• [WORK TASK]:
In the entries, find all lines that hold the word "extends" and copy them.
*** THE DATA ***
PR #3755, opened 2020-10-09
Warn about nullness annotations on outer class scoping constructs

mernst:
Also adds method BaseTypeVisitor#visitAnnotatedType.


checker/tests/nullness/ScopingConstruct.java
```diff
@@ -0,0 +1,28 @@
...
+
+    ScopingConstruct.@Nullable StaticNested scnsn;
+
+    // :: error: (nullness.on.outer)
+    @Nullable ScopingConstruct.Inner nsci;
+
+    ScopingConstruct.@Nullable Inner scni;
+
+    // :: error: (nullness.on.outer)
+    @Nullable ScopingConstruct.Inner @Nullable [] array;
```
smillst, line 26: There is currently no error on this line.  Should there be?

smillst (changes requested):

framework/src/main/java/org/checkerframework/common/basetype/BaseTypeVisitor.java
```diff
@@ -2257,6 +2265,29 @@ public Void visitThrow(ThrowTree node, Void p) {
...
+        return super.visitAnnotatedType(node, p);
+    }
+
+    /**
+     * Checks an annotated type. Invoked by {@link #visitAnnotatedType(AnnotatedTypeTree, Void)} and
+     * also by {@link #visitVariable}. Exists to prevent code duplication between the two. Checking
+     * in visitVariable is needed because there isn't an AnnotatedTypeTree within a variable
+     * declaration -- all the annotations are attached to the VariableTree.
+     *
+     * @param declAnnos the user-written type annotations on a variable/method declaration, if this
```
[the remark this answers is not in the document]
mernst: Can you be explicit about what change you are suggesting?  I can't tell from your comment.

I agree they are not declaration annotations; they are annotations stored in the declaration location.  I used `declAnnos` for that concept.  Are you asking for a different variable name, and if so what name do you suggest?

I don't agree with your suggestion to change "variable declaration" to "variable".  Strictly speaking, they are not stored as modifiers of a *variable*, but as modifiers of a *variable declaration* (which is represented as a `VariableTree`).

mernst:
Thanks for the review; the code is cleaner and more general now.

framework/src/main/java/org/checkerframework/common/basetype/BaseTypeVisitor.java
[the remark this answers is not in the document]
smillst: When I see `declAnnos`, I think thats a collection/set of `AnnotationMirror`s that are declaration annotations, as in annotation without `@Target(ElementType.TYPE_USE)`.  I would change `declAnnos` to `annoTrees`.  Also, the annotations could be declarations annotations or type annotations, so I would change `the user-written type annotations` to just `the user-written annotations`.

javacutil/src/main/java/org/checkerframework/javacutil/TreeUtils.java
```diff
@@ -1541,4 +1540,47 @@ public static boolean isWideningBinary(BinaryTree node) {
...
+    /**
+     * Returns the annotations explicitly written on the given type.
+     *
+     * @param declAnnos annotations written before a variable/method declaration; null if this type
+     *     is not from such a location
+     * @param typeTree the type whose annotations to return
+     * @return the annotations explicitly written on the given type.
+     */
+    public static List<? extends AnnotationTree> getExplicitAnnotationTrees(
+            List<? extends AnnotationTree> declAnnos, Tree typeTree) {
```
smillst, line 1553: I would also change `declAnnos` to `annoTree` here, too.

framework/src/main/java/org/checkerframework/common/basetype/BaseTypeVisitor.java
```diff
@@ -2257,6 +2264,33 @@ public Void visitThrow(ThrowTree node, Void p) {
...
+     * belong to the variable type or method return type.
+     */
+    @Override
+    public Void visitAnnotatedType(AnnotatedTypeTree node, Void p) {
+        visitAnnotatedType(null, node);
+        return super.visitAnnotatedType(node, p);
+    }
+
+    /**
+     * Checks an annotated type. Invoked by {@link #visitAnnotatedType(AnnotatedTypeTree, Void)} and
```
smillst, line 2281: >`Checks an annotated type.`  

Is it `all` annotated types, or could we still be missing some?  It's fine if you aren't confident, I'm just curious.

smillst (approved):
The commit comment should say something about adding `BaseTypeVisitor#visitAnnotatedType`.

framework/src/main/java/org/checkerframework/common/basetype/BaseTypeVisitor.java
mernst: I'm pretty sure it is invoked for all annotated types.

PR #3766, opened 2020-10-13
Warn about Index Checker annotations on floating-point types

mernst:


checker/tests/index/LessThanFloat.java
```diff
@@ -0,0 +1,24 @@
...
+    // :: error: (anno.on.nonintegral)
+    @LessThan("bigger") float f;
+
+    // :: error: (anno.on.nonintegral)
+    @LessThan("bigger") double d;
+
+    // :: error: (anno.on.nonintegral)
+    @LessThan("bigger") boolean bool;
+
+    @LessThan("bigger") char c;
```
kelloggm, line 23: Can you add tests for the primitive wrapper types (e.g. `java.lang.Integer`) here, as well? I think the code as-is handles them correctly, but it would be good to be sure.

kelloggm (approved):
Thanks for this change! I had only one minor comment; once that change is made I think this can be merged.

checker/tests/index/LessThanFloat.java
mernst: The code did *not* handle primitive wrapper types.  (There was a todo comment about that.)  I have enhanced the code to do so, removed the todo, and added tests.

checker/src/main/java/org/checkerframework/checker/index/inequality/LessThanVisitor.java
```diff
@@ -131,4 +138,47 @@ protected boolean isTypeCastSafe(AnnotatedTypeMirror castType, AnnotatedTypeMirr
 
         return super.isTypeCastSafe(castType, exprType);
     }
+
+    // TODO: This belongs in an IndexVisitor.
+    @Override
+    public void visitAnnotatedType(
+            @Nullable List<? extends AnnotationTree> annoTrees, Tree typeTree) {
+        // Look for a PRIMITIVE within the type.
```
smillst, line 146: This is now primitive or boxed primitive.

checker/src/main/java/org/checkerframework/checker/index/inequality/LessThanVisitor.java
```diff
@@ -131,4 +138,47 @@ protected boolean isTypeCastSafe(AnnotatedTypeMirror castType, AnnotatedTypeMirr
 
         return super.isTypeCastSafe(castType, exprType);
     }
+
+    // TODO: This belongs in an IndexVisitor.
```
smillst, line 142: Is there some reason not to do this now?

checker/src/main/java/org/checkerframework/checker/index/inequality/LessThanAnnotatedTypeFactory.java
```diff
@@ -336,4 +348,58 @@ public AnnotationMirror createLessThanQualifier(String expression) {
...
+    }
+
+    /**
+     * Returns true if type has an index annotation that is only applicable to integral types, such
+     * as @LessThan.
+     *
+     * @param type a type
+     * @return true if the type has an index annotation that is only applicable to integral types
+     */
+    protected boolean hasIntegralIndexAnnotation(AnnotatedTypeMirror type) {
```
smillst, line 383: This method isn't used.  Should it be deleted?

checker/src/main/java/org/checkerframework/checker/index/inequality/LessThanAnnotatedTypeFactory.java
```diff
@@ -336,4 +348,58 @@ public AnnotationMirror createLessThanQualifier(String expression) {
...
+
+    /**
+     * Returns true if the given annotation is an index annotation that is only applicable to
+     * integral types, such as @LessThan.
+     *
+     * @param am an annotation
+     * @return true if the given annotation is an index annotation that is only applicable to
+     *     integral types
+     */
+    protected boolean isIntegralIndexAnnotation(AnnotationMirror am) {
```
smillst, line 400: Calls to this method could be replaced with calls to `AnnotatedTypeFactory#isSupportedQualifier(AnnotationMirror)`.

smillst (changes requested):

checker/src/main/java/org/checkerframework/checker/index/inequality/LessThanVisitor.java
mernst: There is no `IndexVisitor` class.  We would need to create one just to contain this check.
I wanted to get your opinion about whether that is worth doing.

checker/src/main/java/org/checkerframework/checker/index/inequality/LessThanAnnotatedTypeFactory.java
mernst: That would be correct for most annotations, but the error message "Annotation %s is only applicable to integral types" would be funny for an annotation like `@SameLen` which is applicable to sequences.

checker/src/main/java/org/checkerframework/checker/index/inequality/LessThanVisitor.java
smillst: > There is no IndexVisitor class. We would need to create one just to contain this check. That would add a bit of complexity, but more seriously it would add another pass, slowing down the checker.

`IndexVisitor` should be a subclass of `UpperBoundVisitor`. (just like `IndexChecker` is a subclass of `UpperBoundChecker`.). So this wouldn't be a full additional pass.

>I wanted to get your opinion about whether that is worth doing.

So in this pull request, you've only added warnings about the LessThanChecker.  I'm assuming you want to add warnings for all of the other Index Checker annotations.  I can see the benefits of doing that all in one place, but it would also make sense for each checker to issue warnings about its own annotations.

Also, it probably makes sense to generalize this more.  One thought is to add warnings if an annotation is written on a type that is not in the list of its `@RelevantJavaTypes` meta-annotation.  We can discuss more at our next meeting.

checker/src/main/java/org/checkerframework/checker/index/inequality/LessThanAnnotatedTypeFactory.java
smillst: `@SameLen` is not a supported qualifier of the LessThanChecker, so `AnnotatedTypeFactory#isSupportedQualifier(AnnotationMirror)` would return false.

mernst: I agree.  I was thinking forward to centralizing the logic in one place.  (But, I realize that was not clear; sorry about that.)

mernst:
Closed in favor of #3787

PR #3773, opened 2020-10-13
More precise type for `someIdentifier.class.getName()`

mernst:


checker/src/main/java/org/checkerframework/checker/signature/SignatureAnnotatedTypeFactory.java
```diff
@@ -247,6 +266,24 @@ public Void visitMethodInvocation(MethodInvocationTree tree, AnnotatedTypeMirror
                     type.replaceAnnotation(BINARY_NAME);
                 }
             }
+
+            if (TreeUtils.isMethodInvocation(tree, classGetName, processingEnv)) {
+                ExpressionTree receiver = TreeUtils.getReceiverTree(tree);
+                if (receiver.getKind() == Tree.Kind.MEMBER_SELECT) {
```
smillst, line 272: You can replace this if and the next with `org.checkerframework.javacutil.TreeUtils#isClassLiteral`.

smillst (approved):

PR #3783, opened 2020-10-15
Add detail to error messages

mernst:


framework/src/main/java/org/checkerframework/framework/type/AnnotatedTypeMirror.java
```diff
@@ -870,16 +870,24 @@ private AnnotatedDeclaredType(
...
+            switch (encl.getKind()) {
+                case NONE:
+                    this.enclosingType = null;
+                    break;
+                case DECLARED:
+                    this.enclosingType =
+                            (AnnotatedDeclaredType) createType(encl, atypeFactory, declaration);
+                    break;
+                case ERROR:
+                    throw new BugInCF(
```
smillst, line 882: Maybe I'm missing something, but I don't see how this is different from the default case.

mernst: An error is not unexpected, but indicates a problem earlier (such as code that is not compilable).

mernst: OK, I must have been running into that bug.

PR #3849, opened 2020-11-03
Use relative path when passing filenames to reformat and checkformat

smillst:


build.gradle
```diff
@@ -600,6 +600,7 @@ subprojects {
         description 'Format the Java source code'
         // checker-qual* projects have no source, so skip
         onlyIf { !project.name.startsWith('checker-qual') }
+//        workingDir projectDir
```
mernst, line 603: Should this comment be deleted?

mernst (changes requested):
I have a question about a comment that was added.

build.gradle
smillst: Yes, thanks!

mernst (approved):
*** End of THE DATA ***
• [WRITTEN RESPONSE]:
+    public static List<? extends AnnotationTree> getExplicitAnnotationTrees(
+            List<? extends AnnotationTree> declAnnos, Tree typeTree) {
+            @Nullable List<? extends AnnotationTree> annoTrees, Tree typeTree) {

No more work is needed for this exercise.